# Best cages for a syrian



## Tiffanylarkins (Feb 19, 2020)

Hi everyone I'm new to this forum and would like some advice on the best kind of cage for my new Syrian thank you


----------



## Engel98 (Oct 7, 2018)

Alaska is often recommended as the bare minimum agreed upon which is 80x50cm. Other cages include zoozone 2, Barney, Alexander, skyline, furplast creti and hamster haven. Most are available on zooplus.

OR

Get a indoor rabbit cage for £30 from [email protected] and mesh the bars. They typically start at 100x50cm so quite good for a ham


----------



## Knighterist (Feb 10, 2020)

Engel98 said:


> Alaska is often recommended as the bare minimum agreed upon which is 80x50cm. Other cages include zoozone 2, Barney, Alexander, skyline, furplast creti and hamster haven. Most are available on zooplus.
> 
> OR
> 
> Get a indoor rabbit cage for £30 from [email protected] and mesh the bars. They typically start at 100x50cm so quite good for a ham


If you need to see a Syrian vs an Alaska cage, I have just set my boy Marble up in there.
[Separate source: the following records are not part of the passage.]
PR #191, opened 2023-01-05
Python 3.11 package

### LINKED ISSUE #190: [FEATURE] Publish package for Python 3.11
**Is your feature request related to a problem? Please describe.**
We currently publish packages for python `3.7`-`3.10`

**Describe the solution you'd like**
Add Python `3.11` to the CI matrix

Psykopear:
Fixes #190

### DIFF
--- a/.github/workflows/CD.yml
+++ b/.github/workflows/CD.yml
@@ -126,7 +126,7 @@ jobs:
     runs-on: ubuntu-latest
     strategy:
       matrix:
-        python-version: ['3.7', '3.8', '3.9', '3.10']
+        python-version: ['3.7', '3.8', '3.9', '3.10', '3.11']
     steps:
     - uses: actions/checkout@v2
     - name: Set up Docker Buildx
--- a/.github/workflows/CD.yml
+++ b/.github/workflows/CD.yml
@@ -45,7 +45,7 @@ jobs:
       - name: Check the Version and Quantity of Wheel files
         env:
           NEEDED_VERSION: ${{steps.get-info.outputs.bytewax-version}}
-          WHEELS: 16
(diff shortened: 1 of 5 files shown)


Psykopear:
I'm going to work on some of the failing tests, but for all the tests that fails with:
```
 TypeError: fork_exec() takes exactly 23 arguments (21 given)
```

He's still exploring and is like "yo, what is this!?", but the space is incredible!


----------



## Tiffanylarkins (Feb 19, 2020)

Knighterist said:


> If you need to see a Syrian vs an Alaska cage, I have just set my boy Marble up in there. He's still exploring and is like "yo, what is this!?", but the space is incredible!
> View attachment 431805


Awwww he's adorable and what a really big cage


----------



## Knighterist (Feb 10, 2020)

Tiffanylarkins said:


> Awwww he's adorable and what a really big cage


It is the recommended size of Syrians...I was shocked to get the parcel at work and then moved it home and realised it size. But well worth it, can fit more toys and things in there and putting a treat on my hand I there for me isn't so much of a contortionists job anymore.
Noted that the box of the cage came half filled with packaging though...=_=


----------



## Tiffanylarkins (Feb 19, 2020)

Knighterist said:


> It is the recommended size of Syrians...I was shocked to get the parcel at work and then moved it home and realised it size. But well worth it, can fit more toys and things in there and putting a treat on my hand I there for me isn't so much of a contortionists job anymore.
> Noted that the box of the cage came half filled with packaging though...=_=


Does it have a tunnel connected to it?


----------



## Knighterist (Feb 10, 2020)

Tiffanylarkins said:


> Does it have a tunnel connected to it?


It has one bend...The person who sold it to me said her hamster hated the tubes so she took them all out the bend just so happens to end at the platform so it was kept there to prevent escapes. I now just use paper roll tubes in his cage...Similar effect I guess


----------